Their analysis found that, in 12 of 13 studies, stronger concerns about climate breakdown were associated with a desire for fewer children, or none at all.

[…]

Uncertainty about the future and concerns about the ecological impact of the growing human population were key factors also identified by research, according to Hope Dillarstone, lead author on the study published in the journal PLOS Climate. Dillarstone and her colleagues found that concerns such as those outlined by [antinatalist Emma] Smart were by no means unusual.

As crazy as so-called “climate anxiety” sounds, it gets crazier. There’s another movement out there that goes way beyond “let’s hold off on/don’t have kids for the sake of the environment.” For the folks at “Stop Having Kids,” people shouldn’t have children because, well, everything is awful:

I have to admit, I thought at first that this movement had to be a parody.  I mean, if you look at their website, most if not all images they have appear to be AI-generated, and some of the “information” they’ve posted there reads just like a parody.

For instance, they describe themselves as “antinatalists“:

Antinatalism is a stance that it is wrong for humans as a whole to procreate.
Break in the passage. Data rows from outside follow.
PR #610, opened 2017-07-13
Draw block quotes inside lists

### LINKED ISSUE #449: Add mixed lists and blockquote support.
We should support mixing lists and blockquotes.

SergioEstevao:
Fixes #449 

This PR adds support for drawing block quotes inside lists.

To test:
 - Run the demo app with sample content
 - Scroll to the place where lists are mixed with block quotes and see if the presentation is done correctly
 - Open the empty demo app
 - write something
 - Tap on list formatting
 - Tap on block quote formatting
 - Check if presentation is correct.

### DIFF
--- a/Aztec/Classes/TextKit/ParagraphStyle.swift
+++ b/Aztec/Classes/TextKit/ParagraphStyle.swift
@@ -121,7 +121,7 @@ open class ParagraphStyle: NSMutableParagraphStyle, CustomReflectable {
 
     open override var headIndent: CGFloat {
         get {
-            let extra: CGFloat = (CGFloat(lists.count) * Metrics.listTextIndentation)
+            let extra: CGFloat = (CGFloat(lists.count + blockquotes.count) * Metrics.listTextIndentation)
 
             return baseHeadIndent + extra
         }
@@ -133,7 +133,7 @@ open class ParagraphStyle: NSMutableParagraphStyle, CustomReflectable {
 
     open override var firstLineHeadIndent: CGFloat {
         get {
-            let extra: CGFloat = (CGFloat(lists.count) * Metrics.listTextIndentation)
+            let extra: CGFloat = (CGFloat(lists.count + blockquotes.count) * Metrics.listTextIndentation)
 
             return baseFirstLineHeadIndent + extra
         }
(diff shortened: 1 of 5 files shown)


SergioEstevao:
@jleandroperez ready for review.

jleandroperez:
Couple notes!

A. Hitting *Tab* causes the bullet to indent, but the blockquote is not moving
B. We should probably cut the "nested" style after hitting enter. IE:
  1. Add a List
  2. Toggle Blockquote
  3. Enter a line of text
  4. Hit Enter
  In this scenario we should probably remove the blockquote from the next bullet (We're currently carrying it over).

I'll keep on testing, hopefully nothing else will show up!

jleandroperez:
Another note!: We should probably add a little bit of padding between the Bullet and the Blockquote, since they look super close,

SergioEstevao:
> Another note!: We should probably add a little bit of padding between the Bullet and the Blockquote, since they look super close,

Vertically or horizontally?

SergioEstevao:
> A. Hitting Tab causes the bullet to indent, but the blockquote is not moving

Is this scenario where block quote comes first or lists come first?

jleandroperez:
@SergioEstevao Compiling all of the comments, and adding extra details on each one of them.

We can always address the rest in different issues, absolutely cool with it!  But we should probably address, at least, Comment C here, since it's related to the drawing snippets.

Thanks sir, nice job!!!

### Comment A: Nested Lists
Hitting Tab causes the bullet to indent, but the blockquote is not moving. Steps:

1. Toggle Ordered List
2. Toggle Blockquote
3. Hit Tab

As a result the Ordered List will get shifted rightwards, but the blockquote will remain in place.

### Comment B: Newline
We should probably cut the "nested" style after hitting enter. IE:

1. Add a List
2. Toggle Blockquote
3. Enter a line of text
4. Hit Enter

In this scenario we should probably remove the blockquote from the next bullet (We're currently carrying it over).

### Comment C: Spacing
Adding an image below, comparing Aztec and Calypso. Spacing should proooobably be horizontal (between the bullet and the blockquote).

image

SergioEstevao:
@lantean I agree with except for C all the others should be separated bugs.

A) is the result of list being added to the end of properties when indenting instead of following the last list

B) It's a general logic bug/issue we need to find how the other editor behave on these scenarios.

SergioEstevao:
@jleandroperez I improved the layout, give it another look please.

Aztec/Classes/TextKit/ParagraphStyle.swift
```diff
@@ -183,6 +183,39 @@ open class ParagraphStyle: NSMutableParagraphStyle, CustomReflectable {
...
+
+        return CGFloat(depth) * Metrics.listTextIndentation
+    }
+
+    /// The amount of indent for the list of the paragraph if any.
+    ///
+    public var listIndent: CGFloat {
+        let listAndBlockquotes = self.properties.filter({ (property) -> Bool in
+            return property is Blockquote || property is TextList
+        })
```
jleandroperez: Few notes!

- No need for `self`
- No need to wrap up the last closure within braces
- No need to define the closure's return type

```
let listAndBlockquotes = properties.filter { property in
    return property is Blockquote || property is TextList
}
```

Aztec/Classes/TextKit/ParagraphStyle.swift
```diff
@@ -183,6 +183,39 @@ open class ParagraphStyle: NSMutableParagraphStyle, CustomReflectable {
         }
     }
 
+    /// The amount of indent for the blockquote of the paragraph if any.
+    ///
+    public var blockquoteIndent: CGFloat {
+        let blockquoteIndex = self.properties.filter({ (property) -> Bool in
```
jleandroperez: - No need for `self`
- No need to define the return type

```
let blockquoteIndex = properties.filter({ property in
```

jleandroperez:
@SergioEstevao the new indentation feels a bit too much. Can we shrink that by 25% (or so) perhaps?

simulator screen shot jul 20 2017 10 10 55 am

Awesome changes BTW!!

SergioEstevao:
@jleandroperez addressed your comments, can you have another look.

PR #612, opened 2017-07-13
TextView: Nukes dead method

jleandroperez:
### Details:
(Just by chance) found a dead method. Keeping the house clean!

cc @diegoreymendez


jleandroperez:
Thanks!!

For SHK antinatalism is a philosophical and ethical stance against human reproduction, rooted in harm reduction and rational consideration for future life. Antinatalism regards the implications that procreation has, both for humans, other animals, and the natural world. Many antinatalists consider intentional human reproduction (besides exceptions related to force) an irreversible, unnecessary, indefensible, and enduring form of harm, regardless of circumstances, situations, or consciousness in living.

The spread of intentionally abstaining from procreation can radically reduce suffering, exploitation, and environmental destruction in the world. Refraining from creating new life is the most efficient and effective means of minimizing suffering and injustice for all current and future sentient beings.
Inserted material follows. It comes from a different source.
PR #618, opened 2017-07-14
Issue-568. fixing bug for underline link.

### LINKED ISSUE #568: Links are not underlined in the Editor
### Expected behavior
Links are underlined and easy to catch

But as it turns out, it is a real movement, as noted by the Portland, Oregon-based Willamette Week in 2022:

The boards, at Northeast Killingsworth Street and Interstate 205 and Southeast Division and 106th Avenue, went up Jan. 3 and 12, respectively. Both blare the same terse message: “Stop Having Kids,” in white text on a black background.
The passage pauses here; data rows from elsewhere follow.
Issue #417, opened 2017-04-12
Nuke Force Redraw Cursor Workaround


jleandroperez:
### Details:
This workaround was added as a way to fix #144. Let's investigate if the original issue can be solved in a more elegant way, and remove the `forceRedrawCursorAfterDelay` method, if possible.

PR #622, opened 2017-07-18
Fix: Missing Cursor after Inserting Blockquote

### LINKED ISSUE #440: Blockquote: Missing Cursor
### Steps:
1. Toggle Blockquote

As a result, the cursor will be invisible (since it'll be displayed below the blockquote's background).

jleandroperez:
Fixes #440

### To test:
1. Launch the empty editor
2. Insert a Blockquote
3. Verify that the Cursor is visible

cc @diegoreymendez 
Thanks in advance!

### DIFF
--- a/Aztec/Classes/TextKit/TextView.swift
+++ b/Aztec/Classes/TextKit/TextView.swift
@@ -887,9 +887,13 @@ open class TextView: UITextView {
         let delay = 0.05
         DispatchQueue.main.asyncAfter(deadline: .now() + delay) {
             let pristine = self.selectedRange
-            let updated = NSMakeRange(max(pristine.location - 1, 0), 0)
+            var location = max(pristine.location - 1, 0)
+            if pristine.location == location {
+                location = min(pristine.location + 1, self.storage.length)
+            }
+
             let beforeTypingAttributes = self.typingAttributes
-            self.selectedRange = updated
+            self.selectedRange = NSMakeRange(location, 0)
             self.selectedRange = pristine
             self.typingAttributes = beforeTypingAttributes
         }
--- a/Aztec/Classes/TextKit/TextView.swift
+++ b/Aztec/Classes/TextKit/TextView.swift
@@ -883,6 +883,9 @@ open class TextView: UITextView {
     /// Force the SDK to Redraw the cursor, asynchronously, after a delay. This method was meant as a workaround
     /// for Issue #144: the Caret might end up redrawn below the Blockquote's custom background.
     ///
+    /// Workaround: By changing the selectedRange back and forth, we're forcing UITextView to effectively re-render
+    /// the caret.
+    ///
     func forceRedrawCursorAfterDelay() {
         let delay = 0.05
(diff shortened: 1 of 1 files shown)


Aztec/Classes/TextKit/TextView.swift
```diff
@@ -887,9 +887,13 @@ open class TextView: UITextView {
         let delay = 0.05
         DispatchQueue.main.asyncAfter(deadline: .now() + delay) {
             let pristine = self.selectedRange
-            let updated = NSMakeRange(max(pristine.location - 1, 0), 0)
+            var location = max(pristine.location - 1, 0)
+            if pristine.location == location {
+                location = min(pristine.location + 1, self.storage.length)
```
diegoreymendez: Can we document this method, and anything that's not ovbious in it a bit more?

I'm realizing that reviewing this PR is difficult because it's not immediately obvious what the logic is.

jleandroperez:
@diegoreymendez comment added, ready for another look!

Aztec/Classes/TextKit/TextView.swift
diegoreymendez: The method documentation is appreciated, however the reasoning behind the logic in this method is still not easy to understand:

1. Why are we moving location to `-1`?
2. What's the logical meaning of `pristine.location == location`?  Can we store that in a boolean with a more meaningful name?  (for example: `selectedRangeStartsAtPositionZero`, which is what I believe we're checking for)
3. Why are we moving the location forward if `pristine.location == location`?  This is really not clear to me.

diegoreymendez: Also, `pristine` should be stored before the block is executed, otherwise you risk using an outdated selection range.

jleandroperez: Ahhhhh i see! Goal there is to move the **selectedRange.location** to +1 or -1, in order to force the cursor to redraw. Logic is as follows:

If we're at the end of the document... we can't move +1, or we'd trigger an Out of Bounds exception, in which case we'll proceed with -1.

(After seeing this logic a couple days later, i think it can be just simplified). Will be updating + documenting why, thanks Diego!

jleandroperez: Actually, nope. We're storing `pristine` during the block execution **on purpose**. Reasoning behind that is:

- There's a distant, very remote chance in which the selectedRange changes between the block scheduling and acutal execution
- If the selectedRange does change, though remote, you'll see the cursor jumping around

The goal of this hack (it's indeed a **hack**) is to force TextKit to redraw the cursor, while retaining the exact position it had at the moment of execution. Initial cursor position is irrelevant, in this particular scenario.

Thanks for the feedback Diego!

jleandroperez:
@diegoreymendez it should (hopefully) be crystal clear now. However, i'd like to note: i'm not happy with this hack, since day one. That's why we have #417 in place, perhaps there's a more suitable alternative.

Thanks Diego!!

jleandroperez:
Thanks Diego!!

The billboards say they are paid for by a little-known organization called Stop Having Kids. That same advocacy group, which got its start in Portland, according to a spokeswoman, put up a third billboard along Interstate 5 near Salem: “A Lot of Humans Wish They Had Never Been Born.”

[…]

Stop Having Kids spokeswoman Ashley Riddle says the group started informally in Portland a few months before March 2021 and identifies itself as a “collective liberation movement.” Its website makes the group’s platform clear: The organization is “antinatalist,” meaning it’s against all human reproduction.

[…]

State records show, however, that Stop Having Kids was incorporated in January 2021 by Eric Goldberg, a Portland photographer whose middle name is Dietz.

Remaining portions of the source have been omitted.